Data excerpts
-*-
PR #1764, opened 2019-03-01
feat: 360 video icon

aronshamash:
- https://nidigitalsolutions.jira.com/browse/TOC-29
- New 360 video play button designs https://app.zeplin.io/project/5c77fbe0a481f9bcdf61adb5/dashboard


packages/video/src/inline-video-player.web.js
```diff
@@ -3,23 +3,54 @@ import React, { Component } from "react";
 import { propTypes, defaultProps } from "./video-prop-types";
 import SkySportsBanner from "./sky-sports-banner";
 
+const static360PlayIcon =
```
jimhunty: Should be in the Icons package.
-*-
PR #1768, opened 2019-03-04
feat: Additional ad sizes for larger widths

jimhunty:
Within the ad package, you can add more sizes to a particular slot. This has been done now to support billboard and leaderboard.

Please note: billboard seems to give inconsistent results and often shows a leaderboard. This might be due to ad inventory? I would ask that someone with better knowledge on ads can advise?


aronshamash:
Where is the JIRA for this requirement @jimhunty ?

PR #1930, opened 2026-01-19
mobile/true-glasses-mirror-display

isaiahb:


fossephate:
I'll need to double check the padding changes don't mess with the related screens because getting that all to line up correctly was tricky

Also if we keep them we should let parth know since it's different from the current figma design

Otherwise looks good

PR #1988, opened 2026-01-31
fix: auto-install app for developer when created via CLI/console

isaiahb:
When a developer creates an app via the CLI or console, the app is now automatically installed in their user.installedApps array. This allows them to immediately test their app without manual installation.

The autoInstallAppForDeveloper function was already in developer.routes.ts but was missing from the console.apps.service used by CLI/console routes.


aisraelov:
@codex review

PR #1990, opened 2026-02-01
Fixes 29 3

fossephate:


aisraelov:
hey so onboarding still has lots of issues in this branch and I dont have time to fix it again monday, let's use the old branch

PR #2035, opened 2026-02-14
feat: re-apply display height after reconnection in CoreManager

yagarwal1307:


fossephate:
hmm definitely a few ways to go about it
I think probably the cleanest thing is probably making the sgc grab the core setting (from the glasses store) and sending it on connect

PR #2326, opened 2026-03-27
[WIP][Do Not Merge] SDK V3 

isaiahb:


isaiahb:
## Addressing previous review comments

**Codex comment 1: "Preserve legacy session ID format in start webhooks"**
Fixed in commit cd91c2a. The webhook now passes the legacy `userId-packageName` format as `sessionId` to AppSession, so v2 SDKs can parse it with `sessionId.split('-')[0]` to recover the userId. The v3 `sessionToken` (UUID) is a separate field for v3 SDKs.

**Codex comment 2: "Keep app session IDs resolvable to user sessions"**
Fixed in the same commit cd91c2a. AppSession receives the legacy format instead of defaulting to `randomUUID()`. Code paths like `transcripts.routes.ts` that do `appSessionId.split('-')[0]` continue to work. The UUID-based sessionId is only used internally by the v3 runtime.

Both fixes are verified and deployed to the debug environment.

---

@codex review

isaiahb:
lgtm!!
-*-
Required action
Please return all lines from the records that hold the word "split".

Answer to the exercise
Fixed in commit cd91c2a. The webhook now passes the legacy `userId-packageName` format as `sessionId` to AppSession, so v2 SDKs can parse it with `sessionId.split('-')[0]` to recover the userId. The v3 `sessionToken` (UUID) is a separate field for v3 SDKs.
Fixed in the same commit cd91c2a. AppSession receives the legacy format instead of defaulting to `randomUUID()`. Code paths like `transcripts.routes.ts` that do `appSessionId.split('-')[0]` continue to work. The UUID-based sessionId is only used internally by the v3 runtime.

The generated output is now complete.